500 files in a directory might be Ok in ext3 on local disk, but on AFS/NFS/SMB NAS file system its likely to cause problems.

The solution, hash the file system. Just like is done with your local firefox web cache and all sorts of other systems. In the latest version of search from trunk there is a first level hash that will limit the number of files in the base directory to 100. This can be turned on on both the shared segment store and local segment store, but it must be the same on all nodes. When the search service starts up it automatically reconfigures the store to match the segmentation scheme that is being used.

Search Hardware Requirements

10 10 2006

The hardware requirements of search are somewhat undefined…. why? Because we are dealing with a variety of document types with all sorts of content. A 10M PDF might contain only 10K of indexable content, and a 100K email message might contain 99K of indexable content, this makes it difficult to come up with anything precise about the size of the index.
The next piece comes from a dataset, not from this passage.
PR #8690, opened 2015-09-06
Support query strings for atom protocol.

kaitoy:
I created an atom package [disturb-me](https://atom.io/packages/disturb-me) which adds an image randomly moving in the atom window by an `img` tag.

I have recently moved to not storing the digested content in the index to reduce the size of the index. Since the index records are now just offsets into a terms vector the compression is far greater than before.

Sakai search, being based on Lucene is quite similar to Nutch which informed parts of its indexing operation, so perhaps some of the metrics from the Nutch community are valid. They indicate that 100M documents will require 1TB of index space. A single node with 1 search query per second can handle 20M documents, and at 20 search queries per node, the node can handle 2M documents with 4G of ram. They must be thinking of 64 bit architectures. I suspect that this level of performance is an order of magnitude greater than required by Sakai, but if we look at the space requirements we might get 10G per 1M documents. Obviously the mix of documents is different from a typical search engine load. In version upto now, we haven’t reached that target, on an earlier version with uncompressed full content in the index we were only getting 50% compression on the original size…. the later trunk code should improve this as I think is has already done for Cape Town.